By Mensah Maxwell
- Falling Treasury Bill (T-Bill) Rates & Government Strategy
- Declining Yields: Ghana’s T-Bill rates have been dropping, reducing government borrowing costs but squeezing investor returns.
- Rejection of High-Yield Bids: Over six auctions, the government rejected GHS 24 billion in bids to enforce lower interest rates, signalling a deliberate strategy to cut borrowing expenses.
- Rationale: Lower rates aim to create a favourable environment for reintroducing long-term domestic bonds (e.g., a two-year bond in Q2 2025) and align with IMF program targets.






- Impact on Stakeholders
Winners:
- Businesses & Borrowers: Falling T-Bill rates could lead to lower lending rates, making credit cheaper and stimulating economic activity.
- Government: Reduced interest expenses free up fiscal space for development projects and debt management. Losers:
- T-Bill Investors: Returns shrink as rates decline, forcing institutional and retail investors (e.g., pension funds) to seek riskier alternatives (equities, corporate bonds, foreign assets).
- The Bigger Picture & Endgame
- Shift to Long-Term Bonds: The government plans to resume domestic bond issuances in 2025, starting with a two-year bond in Q2. This diversifies funding sources and reduces reliance on short-term T-Bills.
- Macroeconomic Stability: Lower yields are part of a strategy to build investor confidence in Ghana’s debt market and comply with IMF Extended Credit Facility requirements.

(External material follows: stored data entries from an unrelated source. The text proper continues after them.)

PR #4305, opened 2022-10-20
Adjust pub credential file locations

### LINKED ISSUE #4281: [PAGE ISSUE]: 'Troubleshooting pub'
### Page URL

https://dart.dev/tools/pub/troubleshoot

### Page source

https://github.com/dart-lang/site-www/tree/main/src/tools/pub/troubleshoot.md

### Describe the problem

This page needs to be updated to reference the new location of the pub `credentials.json` file. I believe the location is now OS dependent

- `~/Library/Application Support/dart/pub-credentials.json` on the mac
- ~/.config/dart/pub-credentials.json` in linux
- I'm not sure where on windows

### Expected fix

_No response_

### Additional context

_No response_

parlough:
I wasn't 100% sure the best format for this, particularly the Linux entry, so I'm open to suggestions!

Fixes #4281

**Staged:** https://dart-dev--pr4305-fix-4281-46ynnntg.web.app/tools/pub/troubleshoot#pub-publish-403

### DIFF
--- a/src/tools/pub/troubleshoot.md
+++ b/src/tools/pub/troubleshoot.md
@@ -18,19 +18,42 @@ You aren't an uploader for package '<foo>'
 This problem can occur if one of your accounts was granted permission to
 publish a package, but the pub client registers you with another account.
 
-You can reset pub's authentication process by deleting the pub credentials file,
-which can be found in the following locations:
+You can reset pub's authentication process
+by deleting the pub credentials file:
 
-Linux
-: If `$XDG_CONFIG_HOME` is defined
-  then `$XDG_CONFIG_HOME/dart/pub-credentials.json`,
-  otherwise `$HOME/.config/dart/pub-credentials.json`.
+### Linux
 
-macOS
-: `$HOME/Library/Application Support/dart/pub-credentials.json`
+If `$XDG_CONFIG_HOME` is defined:
 
-Windows
-: `%APPDATA%/dart/pub-credentials.json`
+```terminal
+$ rm $XDG_CONFIG_HOME/dart/pub-credentials.json
+```
+
+Otherwise:
+
+```terminal
+$ rm $HOME/.config/dart/pub-credentials.json
+```
+
+### macOS
+
+```terminal
+$ rm $HOME/Library/Application Support/dart/pub-credentials.json
+```
+
+### Windows
+
+If you're using Command Prompt:
+
+```terminal
+$ del "%APPDATA%\dart\pub-credentials.json"
+```
+
+If you're using PowerShell:
+
+```terminal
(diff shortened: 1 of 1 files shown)


src/tools/pub/troubleshoot.md
```diff
@@ -18,11 +18,27 @@ You aren't an uploader for package '<foo>'
...
+Linux
+: If `$XDG_CONFIG_HOME` is defined
+  then `$XDG_CONFIG_HOME/dart/pub-credentials.json`,
+  otherwise `$HOME/.config/dart/pub-credentials.json`.
+
+macOS
+: `$HOME/Library/Application Support/dart/pub-credentials.json`
+
+Windows
+: `%APPDATA%/dart/pub-credentials.json`
```
MaryaBelanger, line 33: I think it's important to keep the actual `rm` command still, since the instruction is "deleting the credentials file" like the original example (quick copy-paste fix, no cognitive overhead, albeit with filling in your own HOME I guess?). If `HOME` is variable, could we also put it in carrot brackets `<HOME>`

Idk what the correct syntax for comments in the terminal is though, I'm guessing it's not `//` haha

```
### Linux
```terminal
    // If `$XDG_CONFIG_HOME` is defined:
    $ rm $XDG_CONFIG_HOME/dart/pub-credentials.json
    // Otherwise:
    $ rm $HOME/.config/dart/pub-credentials.json
```

```
### macOS
```terminal
    $ rm $HOME/Library/Application Support/dart/pub-credentials.json
```

```
### Windows
```terminal
    $ rm %APPDATA%/dart/pub-credentials.json
```

All the backticks are not rendering right, and I'm sure I butchered the syntax with `$` here but does the idea make sense?

parlough: I thought about keeping the commands, but it got a little messy with the different commands, including Windows which has different possible commands as well.

But you're right that the ease of copy-pasting is nice here. I'm going to go ahead and try it and see what it ends up looking like. Thanks!

As for `$HOME`, it is an environment variable, so they shouldn't need to fill it in themselves I believe.

parlough: Okay, I made some changes. We can see how that looks when staged.

I'm not 100% on the Windows commands as I don't have a Windows machine to test them on, but from reading some docs they look right.

MaryaBelanger (approved):
LGTM

It is clunky though, like you said. I think this is a good example of where **on-page tabs** could be a big improvement.  I created issue #4308 to investigate

parlough:
I agree, thanks for opening the issue and its discussion. I'll merge this for now, but once I can design a more generic tab solution, I can switch to that. Will just track that work alongside https://github.com/dart-lang/site-www/issues/4308.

4. Recommendations for the Finance Minister.
- Transparency: Explain the rejection of high-yield T-Bill bids and link it to long-term bond issuance plans.
- Fiscal Discipline: Prioritize spending cuts, revenue mobilization (e.g., tax reforms), and deficit reduction.
- Bond Issuance Strategy: Ensure macroeconomic stability (e.g., inflation control) to attract investors to new bonds.
- Inflation Mitigation: Coordinate with the central bank to curb price surges (e.g., strategic reserves, subsidies).
- Investor Support: Introduce alternative investment options (e.g., infrastructure bonds, SME financing) to absorb displaced T-Bill capital.
- Economic Stimulus: Use lower lending rates to incentivize private-sector borrowing and job creation.


- Possible Outcomes
- Positive:
- Successful bond issuance reduces debt costs and extends maturity profiles.
- Economic growth via increased private-sector investment and affordable credit.
- Risks:
- Inflation resurgence or fiscal slippage could erode investor confidence.
- Liquidity challenges for investors reliant on T-Bill income.

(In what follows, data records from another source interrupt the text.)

PR #4315, opened 2022-10-24
Add pub.dev to pub troubleshooting solution

parlough:
As of Dart 2.19, pub will use pub.dev instead of pub.dartlang.org. Mentioning both URLs here covers users using future or old versions.


domesticmouse (approved):

atsansone (approved):
LGTM % one update and one nit. Make the update and I don't need another look.

jonasfj (commented):
Nice catch,

Issue #4042, opened 2022-05-17
Dart is single-threaded


mit-mit:
I've seen statements on various social media a number of times stating that "Dart is single-thread". I've not before been able to understand where that impression comes from, but someone recently linked to this: https://dart.dev/articles/libraries/dart-io. This has in it: _"Dart is a single-threaded programming language"_.

I suggest we:

1. Add a new Q/A entry in https://dart.dev/faq under "Native execution" for "Is Dart single-threaded" and a good answer. The answer should link to https://dart.dev/guides/language/concurrency

1. Maybe also add a Q/A entry in the FAQ under web explaining that the limitations are

1. Determine if any content from https://dart.dev/articles/libraries/dart-io is still relevant, and if so move that elsewhere. Then take down that page entirely.

johnpryan:
This makes sense to me

johnpryan:
For 3, the [introduction to the dart:io](https://dart.dev/articles/libraries/dart-io) page is better covered in the [library tour](https://dart.dev/guides/libraries/library-tour#dartio) and the new [concurrency](https://dart.dev/guides/language/concurrency) docs.

sigmundch:
Agree, makes sense to me too!

atsansone:
@mit-mit : Would this issue be better served by splitting 1-4 as separate issues or should this all be done as one effort?

mit-mit:
I think a single issue is fine? I updated the top to have check-boxes!

mit-mit:
Making this P1 as I think it has the potential to cause confusion over Dart's architecture.

mit-mit:
cc'ing @craiglabenz who just did a talk on this topic and might have some ideas for how to phrase this?

MaryaBelanger:
_fyi [this blog](https://medium.com/dartlang/dart-asynchronous-programming-isolates-and-event-loops-bffc3e296a6a) also says Dart is single-threaded_

Questions about each of the work items:

### 1. FAQ

@mit-mit Dart _is_ single-threaded, isn't it? Would the answer here be something like: 

> Dart is single threaded, but supports [concurrent programming](https://dart.dev/guides/language/concurrency) in multiple ways

Or if we want to provide more information, this sentence (mostly copied right from the [language tour](https://dart.dev/guides/language/language-tour#isolates)): 

> Dart is single threaded; shared-state concurrency is error prone and can lead to complicated code.
>
[...]

PR #4374, opened 2022-11-14
Remove Intro to dart:io page

MaryaBelanger:
Intro to dart:io is outdated, and the important info it contained is available on other pages (the [library tour](https://dart.dev/guides/libraries/library-tour#dartio) and [Concurrency in Dart](https://dart.dev/guides/language/concurrency))

Part of #4042


parlough:
Makes sense to me! Are you able to remove the source of the excerpts in https://github.com/dart-lang/site-www/tree/main/examples/misc/lib/articles/io or are these used elsewhere?

MaryaBelanger:
@parlough I just checked (manually by searching the whole project for the file names, that should cover it right?) and nothing came up so I removed them. I ran `refresh-code-excerpts` and `check-links` too. `check-links` locally doesn't show any issues but I noticed the check didn't pass here, something on the what's new page?

parlough (approved):
Removing this makes sense to me and everything looks set, including the redirect, so looks good to me. Thanks!

PR #4375, opened 2022-11-14
Include link check in build to speed up actions

parlough:
This should hopefully be faster since it doesn't need to setup Dart, Node, and firebase-tools an extra time during staging or deploying.


domesticmouse (approved):

parlough:
This isn't seeing the speedup I'm looking for, perhaps due to caching the docker image doesn't have. Will reinvestigate this later.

What Ghanaians Should Expect
- Short-Term Adjustments: Lower T-Bill returns for savers but potential economic growth from cheaper credit.
- Focus on Stability: The budget will likely emphasize inflation control, debt sustainability, and social protection programs.
- New Investment Avenues: Announcements about corporate bonds, infrastructure projects, or equity market reforms.
To end, the analysis underscores Ghana’s strategic pivot from short-term T-Bills to long-term bonds, balancing fiscal consolidation with growth incentives. Success hinges on transparency, disciplined policy execution, and mitigating risks like inflation or investor skepticism.